- WHAT TO PRODUCE
Note each line in the data holding the string "comments" and report it.

- STUDY MATERIAL
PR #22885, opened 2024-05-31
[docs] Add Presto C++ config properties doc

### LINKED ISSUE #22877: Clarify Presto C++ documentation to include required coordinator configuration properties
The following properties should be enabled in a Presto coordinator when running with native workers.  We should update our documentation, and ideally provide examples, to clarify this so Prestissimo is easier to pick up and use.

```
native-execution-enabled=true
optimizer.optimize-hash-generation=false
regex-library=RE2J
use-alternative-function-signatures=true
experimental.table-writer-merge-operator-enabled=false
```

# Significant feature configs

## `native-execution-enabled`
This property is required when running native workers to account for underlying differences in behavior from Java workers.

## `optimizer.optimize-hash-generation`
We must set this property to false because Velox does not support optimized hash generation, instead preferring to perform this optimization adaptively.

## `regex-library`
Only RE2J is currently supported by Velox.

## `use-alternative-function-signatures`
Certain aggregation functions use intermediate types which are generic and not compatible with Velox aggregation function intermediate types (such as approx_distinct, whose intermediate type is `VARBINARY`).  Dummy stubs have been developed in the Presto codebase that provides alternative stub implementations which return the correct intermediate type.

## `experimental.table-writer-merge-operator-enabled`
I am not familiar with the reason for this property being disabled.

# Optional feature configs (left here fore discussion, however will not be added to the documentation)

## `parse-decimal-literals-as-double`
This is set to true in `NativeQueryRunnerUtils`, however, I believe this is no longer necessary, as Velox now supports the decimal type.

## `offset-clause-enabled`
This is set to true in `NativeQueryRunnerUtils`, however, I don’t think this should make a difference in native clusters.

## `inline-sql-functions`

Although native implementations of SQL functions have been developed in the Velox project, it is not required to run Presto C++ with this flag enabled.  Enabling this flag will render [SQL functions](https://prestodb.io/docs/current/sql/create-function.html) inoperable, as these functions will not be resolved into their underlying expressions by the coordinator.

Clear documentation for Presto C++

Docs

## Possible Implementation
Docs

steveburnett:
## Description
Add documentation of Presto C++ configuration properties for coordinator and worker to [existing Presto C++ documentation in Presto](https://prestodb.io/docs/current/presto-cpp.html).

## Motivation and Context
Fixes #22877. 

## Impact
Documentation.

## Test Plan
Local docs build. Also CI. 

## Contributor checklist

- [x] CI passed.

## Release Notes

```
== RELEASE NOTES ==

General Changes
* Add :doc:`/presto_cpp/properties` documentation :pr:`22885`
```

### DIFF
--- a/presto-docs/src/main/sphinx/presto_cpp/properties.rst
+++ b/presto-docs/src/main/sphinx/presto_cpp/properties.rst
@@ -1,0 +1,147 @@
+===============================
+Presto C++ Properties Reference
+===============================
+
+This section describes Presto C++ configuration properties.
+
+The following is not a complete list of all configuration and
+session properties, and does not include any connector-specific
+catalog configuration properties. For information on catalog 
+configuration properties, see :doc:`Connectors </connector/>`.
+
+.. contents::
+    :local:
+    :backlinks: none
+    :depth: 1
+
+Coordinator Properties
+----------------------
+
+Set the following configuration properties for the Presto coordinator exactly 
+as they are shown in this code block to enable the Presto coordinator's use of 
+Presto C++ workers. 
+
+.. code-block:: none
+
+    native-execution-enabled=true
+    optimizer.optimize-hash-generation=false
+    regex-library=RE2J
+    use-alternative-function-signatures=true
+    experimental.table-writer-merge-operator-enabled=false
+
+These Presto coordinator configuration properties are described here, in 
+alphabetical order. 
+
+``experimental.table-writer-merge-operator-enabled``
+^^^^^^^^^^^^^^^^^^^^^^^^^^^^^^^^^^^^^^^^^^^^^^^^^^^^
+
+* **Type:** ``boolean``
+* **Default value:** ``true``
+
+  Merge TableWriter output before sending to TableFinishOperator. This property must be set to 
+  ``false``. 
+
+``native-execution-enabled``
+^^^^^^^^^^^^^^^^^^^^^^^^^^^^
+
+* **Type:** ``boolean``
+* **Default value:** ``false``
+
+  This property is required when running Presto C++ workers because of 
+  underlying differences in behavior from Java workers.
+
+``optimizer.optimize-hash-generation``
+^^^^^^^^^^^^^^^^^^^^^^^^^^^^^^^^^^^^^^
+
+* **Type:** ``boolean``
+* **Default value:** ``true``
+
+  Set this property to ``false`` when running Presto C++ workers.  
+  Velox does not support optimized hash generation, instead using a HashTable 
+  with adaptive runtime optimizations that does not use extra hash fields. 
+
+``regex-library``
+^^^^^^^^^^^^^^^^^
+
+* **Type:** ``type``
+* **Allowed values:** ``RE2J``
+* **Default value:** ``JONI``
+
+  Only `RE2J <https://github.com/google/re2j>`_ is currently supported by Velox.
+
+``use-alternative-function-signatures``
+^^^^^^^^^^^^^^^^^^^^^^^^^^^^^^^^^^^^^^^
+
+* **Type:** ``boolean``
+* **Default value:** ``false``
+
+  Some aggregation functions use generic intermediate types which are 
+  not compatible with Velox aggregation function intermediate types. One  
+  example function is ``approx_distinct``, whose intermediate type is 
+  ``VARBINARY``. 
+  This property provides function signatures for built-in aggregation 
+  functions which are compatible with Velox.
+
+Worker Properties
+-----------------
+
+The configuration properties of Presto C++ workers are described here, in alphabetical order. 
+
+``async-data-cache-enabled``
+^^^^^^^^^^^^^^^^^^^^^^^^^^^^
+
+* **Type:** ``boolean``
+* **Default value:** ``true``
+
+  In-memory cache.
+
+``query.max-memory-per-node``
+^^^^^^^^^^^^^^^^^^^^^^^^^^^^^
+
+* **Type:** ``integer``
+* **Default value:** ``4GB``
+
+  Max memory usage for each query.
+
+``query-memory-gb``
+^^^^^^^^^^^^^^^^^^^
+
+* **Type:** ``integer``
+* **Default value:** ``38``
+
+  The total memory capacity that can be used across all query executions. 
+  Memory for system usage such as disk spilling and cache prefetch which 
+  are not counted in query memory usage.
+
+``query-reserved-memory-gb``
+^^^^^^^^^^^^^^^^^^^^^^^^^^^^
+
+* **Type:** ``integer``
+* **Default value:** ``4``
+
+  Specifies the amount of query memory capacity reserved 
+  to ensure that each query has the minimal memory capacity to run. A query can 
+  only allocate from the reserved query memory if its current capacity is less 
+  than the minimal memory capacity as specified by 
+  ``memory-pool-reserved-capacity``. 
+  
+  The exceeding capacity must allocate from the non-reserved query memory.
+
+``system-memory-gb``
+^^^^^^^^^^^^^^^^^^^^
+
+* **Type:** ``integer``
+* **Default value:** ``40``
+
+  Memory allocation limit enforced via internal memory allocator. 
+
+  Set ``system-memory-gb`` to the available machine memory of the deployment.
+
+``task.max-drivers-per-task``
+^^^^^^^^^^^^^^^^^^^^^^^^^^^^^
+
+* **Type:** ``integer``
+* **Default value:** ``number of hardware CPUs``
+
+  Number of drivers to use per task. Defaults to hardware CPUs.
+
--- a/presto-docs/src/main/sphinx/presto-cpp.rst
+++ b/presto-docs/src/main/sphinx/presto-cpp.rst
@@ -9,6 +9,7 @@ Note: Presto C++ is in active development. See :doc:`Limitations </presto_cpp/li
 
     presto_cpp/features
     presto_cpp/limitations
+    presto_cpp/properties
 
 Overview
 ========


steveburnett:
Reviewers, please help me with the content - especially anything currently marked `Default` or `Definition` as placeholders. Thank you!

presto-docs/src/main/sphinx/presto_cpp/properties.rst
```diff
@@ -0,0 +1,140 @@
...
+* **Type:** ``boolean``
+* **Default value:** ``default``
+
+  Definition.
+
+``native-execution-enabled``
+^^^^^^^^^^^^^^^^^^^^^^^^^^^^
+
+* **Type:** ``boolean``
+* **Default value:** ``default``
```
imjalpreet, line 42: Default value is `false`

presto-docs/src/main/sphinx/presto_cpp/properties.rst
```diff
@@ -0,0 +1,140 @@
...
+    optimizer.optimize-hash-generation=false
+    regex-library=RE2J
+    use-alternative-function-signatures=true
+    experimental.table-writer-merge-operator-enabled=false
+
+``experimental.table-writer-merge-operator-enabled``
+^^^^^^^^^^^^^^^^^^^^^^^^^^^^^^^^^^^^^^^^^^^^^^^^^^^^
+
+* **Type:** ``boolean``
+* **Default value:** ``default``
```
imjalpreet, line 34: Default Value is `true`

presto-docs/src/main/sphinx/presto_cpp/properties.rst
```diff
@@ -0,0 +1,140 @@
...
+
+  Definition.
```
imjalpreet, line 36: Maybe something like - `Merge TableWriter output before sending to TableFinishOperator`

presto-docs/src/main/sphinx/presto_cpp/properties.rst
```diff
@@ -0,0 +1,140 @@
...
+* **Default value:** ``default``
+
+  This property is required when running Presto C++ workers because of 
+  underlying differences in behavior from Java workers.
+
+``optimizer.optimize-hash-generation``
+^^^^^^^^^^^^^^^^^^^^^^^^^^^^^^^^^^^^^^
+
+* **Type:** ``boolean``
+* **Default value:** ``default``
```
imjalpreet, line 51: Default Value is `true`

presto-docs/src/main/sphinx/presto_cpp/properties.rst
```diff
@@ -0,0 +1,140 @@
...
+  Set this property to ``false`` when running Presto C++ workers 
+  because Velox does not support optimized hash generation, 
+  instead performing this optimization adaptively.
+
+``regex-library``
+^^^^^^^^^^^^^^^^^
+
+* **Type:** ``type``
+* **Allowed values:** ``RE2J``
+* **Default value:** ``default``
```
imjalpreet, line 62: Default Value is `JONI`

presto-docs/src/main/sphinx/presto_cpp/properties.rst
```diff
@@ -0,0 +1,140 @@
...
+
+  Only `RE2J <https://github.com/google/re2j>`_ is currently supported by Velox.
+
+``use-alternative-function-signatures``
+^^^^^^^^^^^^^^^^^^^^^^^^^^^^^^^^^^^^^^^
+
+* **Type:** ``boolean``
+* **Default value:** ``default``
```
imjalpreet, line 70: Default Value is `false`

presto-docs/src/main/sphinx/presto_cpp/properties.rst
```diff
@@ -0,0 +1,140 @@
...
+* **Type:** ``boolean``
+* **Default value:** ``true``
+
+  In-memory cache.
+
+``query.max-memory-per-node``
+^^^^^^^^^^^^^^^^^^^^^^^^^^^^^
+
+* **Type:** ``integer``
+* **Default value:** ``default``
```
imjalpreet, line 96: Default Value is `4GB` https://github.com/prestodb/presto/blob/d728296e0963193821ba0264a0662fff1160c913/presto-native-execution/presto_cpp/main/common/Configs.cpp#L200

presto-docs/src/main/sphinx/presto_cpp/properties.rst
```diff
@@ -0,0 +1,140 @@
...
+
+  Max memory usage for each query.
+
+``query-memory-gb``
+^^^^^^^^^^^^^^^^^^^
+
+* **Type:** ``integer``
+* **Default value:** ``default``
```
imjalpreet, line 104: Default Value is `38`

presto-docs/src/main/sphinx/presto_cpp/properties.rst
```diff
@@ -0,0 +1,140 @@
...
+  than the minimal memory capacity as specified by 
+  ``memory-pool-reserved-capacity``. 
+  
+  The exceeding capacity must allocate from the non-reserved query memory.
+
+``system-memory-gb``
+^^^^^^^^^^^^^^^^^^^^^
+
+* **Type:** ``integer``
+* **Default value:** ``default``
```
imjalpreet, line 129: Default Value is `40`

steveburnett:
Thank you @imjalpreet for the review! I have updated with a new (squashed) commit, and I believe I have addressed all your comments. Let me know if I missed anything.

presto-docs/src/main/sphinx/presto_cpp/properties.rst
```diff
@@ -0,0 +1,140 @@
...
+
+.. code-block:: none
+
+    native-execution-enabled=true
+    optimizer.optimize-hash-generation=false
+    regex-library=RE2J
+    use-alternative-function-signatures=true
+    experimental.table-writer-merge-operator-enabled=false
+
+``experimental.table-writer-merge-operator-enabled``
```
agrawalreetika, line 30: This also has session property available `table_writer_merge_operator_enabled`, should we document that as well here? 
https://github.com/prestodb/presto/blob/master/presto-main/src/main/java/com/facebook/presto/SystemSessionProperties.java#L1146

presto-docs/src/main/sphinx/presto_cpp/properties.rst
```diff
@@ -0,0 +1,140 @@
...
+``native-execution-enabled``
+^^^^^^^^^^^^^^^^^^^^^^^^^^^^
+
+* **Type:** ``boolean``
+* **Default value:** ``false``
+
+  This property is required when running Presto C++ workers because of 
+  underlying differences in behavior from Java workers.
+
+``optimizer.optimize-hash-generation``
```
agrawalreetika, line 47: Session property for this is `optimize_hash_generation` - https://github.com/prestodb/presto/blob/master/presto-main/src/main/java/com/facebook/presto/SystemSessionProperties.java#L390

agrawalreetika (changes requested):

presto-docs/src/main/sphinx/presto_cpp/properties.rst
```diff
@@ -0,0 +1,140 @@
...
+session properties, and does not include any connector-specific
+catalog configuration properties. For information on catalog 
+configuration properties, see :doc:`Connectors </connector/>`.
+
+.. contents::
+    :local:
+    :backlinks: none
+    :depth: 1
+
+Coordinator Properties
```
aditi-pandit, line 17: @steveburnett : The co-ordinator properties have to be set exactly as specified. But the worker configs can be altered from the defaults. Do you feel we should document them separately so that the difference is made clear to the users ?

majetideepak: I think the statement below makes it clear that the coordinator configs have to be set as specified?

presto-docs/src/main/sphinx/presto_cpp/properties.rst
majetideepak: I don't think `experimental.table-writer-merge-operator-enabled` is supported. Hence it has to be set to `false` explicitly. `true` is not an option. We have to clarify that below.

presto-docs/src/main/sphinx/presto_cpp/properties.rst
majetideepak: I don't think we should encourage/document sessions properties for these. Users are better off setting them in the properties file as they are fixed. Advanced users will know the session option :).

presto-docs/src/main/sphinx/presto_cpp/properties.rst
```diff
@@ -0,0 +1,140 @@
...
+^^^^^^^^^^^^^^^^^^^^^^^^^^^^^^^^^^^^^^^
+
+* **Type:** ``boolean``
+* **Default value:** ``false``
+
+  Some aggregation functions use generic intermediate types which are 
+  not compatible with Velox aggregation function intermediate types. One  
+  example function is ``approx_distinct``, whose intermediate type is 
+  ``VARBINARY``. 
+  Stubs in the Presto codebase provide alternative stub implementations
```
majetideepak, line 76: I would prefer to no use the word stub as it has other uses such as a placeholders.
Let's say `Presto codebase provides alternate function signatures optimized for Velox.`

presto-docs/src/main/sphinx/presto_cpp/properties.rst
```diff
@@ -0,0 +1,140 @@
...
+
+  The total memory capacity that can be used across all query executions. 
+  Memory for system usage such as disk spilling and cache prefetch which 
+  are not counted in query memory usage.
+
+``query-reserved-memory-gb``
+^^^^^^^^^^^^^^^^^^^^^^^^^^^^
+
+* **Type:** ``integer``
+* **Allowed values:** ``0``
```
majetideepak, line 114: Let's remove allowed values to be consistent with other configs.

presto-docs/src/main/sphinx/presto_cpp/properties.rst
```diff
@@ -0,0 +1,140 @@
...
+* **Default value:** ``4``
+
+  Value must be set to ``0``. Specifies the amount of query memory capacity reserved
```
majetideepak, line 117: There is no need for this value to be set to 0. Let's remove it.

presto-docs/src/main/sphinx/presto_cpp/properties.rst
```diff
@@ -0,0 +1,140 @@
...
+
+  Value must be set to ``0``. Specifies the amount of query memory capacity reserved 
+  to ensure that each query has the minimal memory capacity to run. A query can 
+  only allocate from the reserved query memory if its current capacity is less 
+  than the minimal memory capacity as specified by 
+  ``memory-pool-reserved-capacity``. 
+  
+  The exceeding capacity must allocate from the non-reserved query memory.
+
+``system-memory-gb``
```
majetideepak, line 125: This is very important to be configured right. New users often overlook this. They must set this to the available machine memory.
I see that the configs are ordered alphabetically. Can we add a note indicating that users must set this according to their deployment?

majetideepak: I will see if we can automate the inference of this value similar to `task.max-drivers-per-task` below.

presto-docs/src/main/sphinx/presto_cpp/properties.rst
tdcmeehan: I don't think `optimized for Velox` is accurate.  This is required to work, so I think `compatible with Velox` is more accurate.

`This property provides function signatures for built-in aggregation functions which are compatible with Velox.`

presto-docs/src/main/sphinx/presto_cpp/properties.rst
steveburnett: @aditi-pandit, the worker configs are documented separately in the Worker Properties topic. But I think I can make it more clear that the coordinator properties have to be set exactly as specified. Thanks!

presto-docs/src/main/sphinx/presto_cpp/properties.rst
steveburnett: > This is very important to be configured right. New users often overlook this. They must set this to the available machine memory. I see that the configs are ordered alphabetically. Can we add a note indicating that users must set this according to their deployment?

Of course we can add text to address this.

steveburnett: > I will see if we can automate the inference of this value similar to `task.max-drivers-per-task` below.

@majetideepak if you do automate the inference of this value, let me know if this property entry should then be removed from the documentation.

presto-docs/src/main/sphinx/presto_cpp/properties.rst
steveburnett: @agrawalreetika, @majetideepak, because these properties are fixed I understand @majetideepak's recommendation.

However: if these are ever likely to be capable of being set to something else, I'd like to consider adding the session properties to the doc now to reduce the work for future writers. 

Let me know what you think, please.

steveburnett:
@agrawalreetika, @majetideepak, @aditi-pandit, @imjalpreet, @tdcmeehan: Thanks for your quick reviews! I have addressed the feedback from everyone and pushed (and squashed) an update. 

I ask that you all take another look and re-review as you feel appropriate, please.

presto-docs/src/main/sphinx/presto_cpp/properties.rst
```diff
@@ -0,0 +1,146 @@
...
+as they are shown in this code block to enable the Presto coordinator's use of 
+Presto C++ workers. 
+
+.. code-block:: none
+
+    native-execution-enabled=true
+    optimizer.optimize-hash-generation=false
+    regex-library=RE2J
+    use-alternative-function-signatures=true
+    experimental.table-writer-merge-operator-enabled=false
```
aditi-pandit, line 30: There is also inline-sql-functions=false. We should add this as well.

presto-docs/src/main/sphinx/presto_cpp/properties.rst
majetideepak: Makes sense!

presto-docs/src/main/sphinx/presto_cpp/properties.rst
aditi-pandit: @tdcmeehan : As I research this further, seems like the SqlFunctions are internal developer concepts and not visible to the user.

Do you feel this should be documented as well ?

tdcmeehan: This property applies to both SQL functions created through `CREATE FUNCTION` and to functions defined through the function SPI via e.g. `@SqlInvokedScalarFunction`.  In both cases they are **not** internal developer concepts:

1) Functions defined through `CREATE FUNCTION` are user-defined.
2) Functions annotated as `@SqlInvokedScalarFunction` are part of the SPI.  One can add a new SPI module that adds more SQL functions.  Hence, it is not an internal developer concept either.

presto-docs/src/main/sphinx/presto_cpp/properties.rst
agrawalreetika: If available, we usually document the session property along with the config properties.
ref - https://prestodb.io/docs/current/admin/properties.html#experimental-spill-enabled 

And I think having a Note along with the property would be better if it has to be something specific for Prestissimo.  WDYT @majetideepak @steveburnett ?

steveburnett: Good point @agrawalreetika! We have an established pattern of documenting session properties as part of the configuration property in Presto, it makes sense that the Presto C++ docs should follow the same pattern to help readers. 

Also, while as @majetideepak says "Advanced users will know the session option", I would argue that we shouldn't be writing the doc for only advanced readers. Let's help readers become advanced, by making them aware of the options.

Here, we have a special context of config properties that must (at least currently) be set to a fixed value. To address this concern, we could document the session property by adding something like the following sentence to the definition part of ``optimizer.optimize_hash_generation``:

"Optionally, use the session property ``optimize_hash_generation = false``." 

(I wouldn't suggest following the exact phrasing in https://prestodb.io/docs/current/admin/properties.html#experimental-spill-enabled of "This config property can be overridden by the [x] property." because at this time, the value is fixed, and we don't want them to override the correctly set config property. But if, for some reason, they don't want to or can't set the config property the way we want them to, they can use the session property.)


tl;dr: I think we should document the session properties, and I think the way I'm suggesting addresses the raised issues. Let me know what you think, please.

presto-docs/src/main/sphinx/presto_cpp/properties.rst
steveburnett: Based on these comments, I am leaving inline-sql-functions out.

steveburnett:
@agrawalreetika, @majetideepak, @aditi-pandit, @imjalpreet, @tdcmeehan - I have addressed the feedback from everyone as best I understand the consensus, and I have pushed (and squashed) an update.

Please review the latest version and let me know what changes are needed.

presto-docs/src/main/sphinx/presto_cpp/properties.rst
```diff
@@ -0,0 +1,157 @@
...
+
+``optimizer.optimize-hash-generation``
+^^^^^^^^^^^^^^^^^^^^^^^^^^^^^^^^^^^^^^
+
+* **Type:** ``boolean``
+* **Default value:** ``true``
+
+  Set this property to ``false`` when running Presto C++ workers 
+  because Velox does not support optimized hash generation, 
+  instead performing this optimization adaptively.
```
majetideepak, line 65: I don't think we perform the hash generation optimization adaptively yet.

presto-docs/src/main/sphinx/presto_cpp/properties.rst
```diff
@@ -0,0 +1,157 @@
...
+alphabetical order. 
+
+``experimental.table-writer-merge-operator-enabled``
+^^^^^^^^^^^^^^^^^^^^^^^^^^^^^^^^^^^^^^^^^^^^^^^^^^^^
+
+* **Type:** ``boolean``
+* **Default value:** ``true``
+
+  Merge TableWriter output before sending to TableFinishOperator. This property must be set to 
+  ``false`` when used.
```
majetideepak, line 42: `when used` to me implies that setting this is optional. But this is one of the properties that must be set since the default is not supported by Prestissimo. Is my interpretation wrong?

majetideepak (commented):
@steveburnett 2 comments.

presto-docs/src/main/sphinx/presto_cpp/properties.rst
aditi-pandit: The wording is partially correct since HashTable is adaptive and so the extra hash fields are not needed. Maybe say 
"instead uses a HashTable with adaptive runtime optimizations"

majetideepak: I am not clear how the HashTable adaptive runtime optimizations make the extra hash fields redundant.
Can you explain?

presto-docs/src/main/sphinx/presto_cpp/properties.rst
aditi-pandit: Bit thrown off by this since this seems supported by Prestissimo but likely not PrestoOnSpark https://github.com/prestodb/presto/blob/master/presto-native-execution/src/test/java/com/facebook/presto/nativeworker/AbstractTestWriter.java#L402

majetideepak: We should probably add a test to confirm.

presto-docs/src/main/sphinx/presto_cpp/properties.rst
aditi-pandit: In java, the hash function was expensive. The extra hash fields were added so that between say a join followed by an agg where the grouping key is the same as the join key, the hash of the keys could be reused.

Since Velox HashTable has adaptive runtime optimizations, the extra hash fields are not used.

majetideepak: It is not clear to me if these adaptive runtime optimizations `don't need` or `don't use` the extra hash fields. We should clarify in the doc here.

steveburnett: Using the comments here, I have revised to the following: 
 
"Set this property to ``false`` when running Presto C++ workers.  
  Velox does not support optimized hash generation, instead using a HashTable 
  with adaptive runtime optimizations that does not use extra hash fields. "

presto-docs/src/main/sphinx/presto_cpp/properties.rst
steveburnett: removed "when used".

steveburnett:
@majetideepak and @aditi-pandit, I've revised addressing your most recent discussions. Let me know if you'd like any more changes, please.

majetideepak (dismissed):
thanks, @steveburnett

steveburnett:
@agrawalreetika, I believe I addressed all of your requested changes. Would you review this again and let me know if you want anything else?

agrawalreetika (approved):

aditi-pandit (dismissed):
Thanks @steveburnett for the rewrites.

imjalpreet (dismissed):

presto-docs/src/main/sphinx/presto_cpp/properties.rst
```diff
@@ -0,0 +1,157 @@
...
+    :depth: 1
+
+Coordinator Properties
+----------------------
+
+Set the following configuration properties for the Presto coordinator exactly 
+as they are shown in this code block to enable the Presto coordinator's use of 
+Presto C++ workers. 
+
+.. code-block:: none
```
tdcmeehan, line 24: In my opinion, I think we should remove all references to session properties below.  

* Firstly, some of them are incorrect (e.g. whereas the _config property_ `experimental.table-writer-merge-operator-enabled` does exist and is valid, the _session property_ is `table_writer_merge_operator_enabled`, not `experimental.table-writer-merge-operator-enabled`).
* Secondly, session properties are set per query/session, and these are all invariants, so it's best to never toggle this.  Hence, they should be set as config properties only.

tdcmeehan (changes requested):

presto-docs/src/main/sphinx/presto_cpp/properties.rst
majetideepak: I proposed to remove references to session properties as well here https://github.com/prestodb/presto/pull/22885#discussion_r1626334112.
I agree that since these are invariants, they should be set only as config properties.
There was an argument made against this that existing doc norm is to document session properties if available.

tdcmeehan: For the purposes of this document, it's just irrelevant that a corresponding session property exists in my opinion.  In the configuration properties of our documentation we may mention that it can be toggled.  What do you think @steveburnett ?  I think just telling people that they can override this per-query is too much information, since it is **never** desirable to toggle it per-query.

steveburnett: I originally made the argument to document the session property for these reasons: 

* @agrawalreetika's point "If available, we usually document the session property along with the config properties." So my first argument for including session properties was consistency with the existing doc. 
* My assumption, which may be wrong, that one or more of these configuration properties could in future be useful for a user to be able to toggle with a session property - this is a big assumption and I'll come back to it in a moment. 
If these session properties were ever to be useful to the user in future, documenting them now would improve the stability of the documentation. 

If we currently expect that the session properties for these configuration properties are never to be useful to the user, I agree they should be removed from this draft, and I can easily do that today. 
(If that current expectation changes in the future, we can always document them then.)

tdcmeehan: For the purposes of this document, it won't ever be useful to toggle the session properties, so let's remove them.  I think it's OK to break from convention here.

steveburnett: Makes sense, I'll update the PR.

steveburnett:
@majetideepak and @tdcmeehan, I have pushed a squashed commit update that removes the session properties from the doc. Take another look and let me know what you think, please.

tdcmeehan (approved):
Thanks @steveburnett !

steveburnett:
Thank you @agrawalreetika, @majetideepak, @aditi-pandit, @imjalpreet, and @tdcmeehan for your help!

- TASK OUTPUT
Thank you @imjalpreet for the review! I have updated with a new (squashed) commit, and I believe I have addressed all your comments. Let me know if I missed anything.
steveburnett: Based on these comments, I am leaving inline-sql-functions out.
@steveburnett 2 comments.
steveburnett: Using the comments here, I have revised to the following: 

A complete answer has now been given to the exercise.